[[ Extracted records, beginning ]]

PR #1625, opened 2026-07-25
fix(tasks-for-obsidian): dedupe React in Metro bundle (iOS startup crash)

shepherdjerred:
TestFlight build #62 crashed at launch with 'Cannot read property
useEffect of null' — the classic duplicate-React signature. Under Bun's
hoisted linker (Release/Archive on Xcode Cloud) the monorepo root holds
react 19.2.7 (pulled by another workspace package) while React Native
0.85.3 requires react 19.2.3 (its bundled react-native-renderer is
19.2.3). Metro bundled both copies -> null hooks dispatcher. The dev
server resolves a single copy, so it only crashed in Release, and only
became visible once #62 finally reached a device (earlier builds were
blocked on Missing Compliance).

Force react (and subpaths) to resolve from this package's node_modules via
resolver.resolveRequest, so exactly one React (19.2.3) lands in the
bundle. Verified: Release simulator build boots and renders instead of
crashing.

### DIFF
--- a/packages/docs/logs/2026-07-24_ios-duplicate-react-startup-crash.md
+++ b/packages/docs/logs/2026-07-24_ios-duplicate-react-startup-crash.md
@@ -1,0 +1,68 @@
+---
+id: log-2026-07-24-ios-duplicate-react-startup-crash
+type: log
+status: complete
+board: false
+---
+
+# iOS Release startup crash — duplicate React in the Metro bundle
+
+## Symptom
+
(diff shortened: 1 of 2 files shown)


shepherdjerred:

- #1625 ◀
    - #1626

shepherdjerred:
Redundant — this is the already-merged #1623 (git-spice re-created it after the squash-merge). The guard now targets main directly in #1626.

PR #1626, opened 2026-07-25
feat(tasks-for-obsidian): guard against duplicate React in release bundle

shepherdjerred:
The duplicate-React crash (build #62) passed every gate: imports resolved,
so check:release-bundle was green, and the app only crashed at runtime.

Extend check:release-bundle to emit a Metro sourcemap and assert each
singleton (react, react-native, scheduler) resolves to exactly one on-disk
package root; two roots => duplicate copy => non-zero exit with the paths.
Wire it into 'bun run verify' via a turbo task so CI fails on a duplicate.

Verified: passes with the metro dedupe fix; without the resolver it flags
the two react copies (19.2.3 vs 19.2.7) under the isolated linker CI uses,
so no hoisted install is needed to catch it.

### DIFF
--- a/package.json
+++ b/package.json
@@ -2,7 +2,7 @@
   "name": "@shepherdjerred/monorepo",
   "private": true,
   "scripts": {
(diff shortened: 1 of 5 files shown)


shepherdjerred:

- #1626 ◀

[[ Extracted records, end ]]

- [Your instructions]: Check every line above for the string "opened" and state how many have it, with no other words.

- [Problem solution]: 2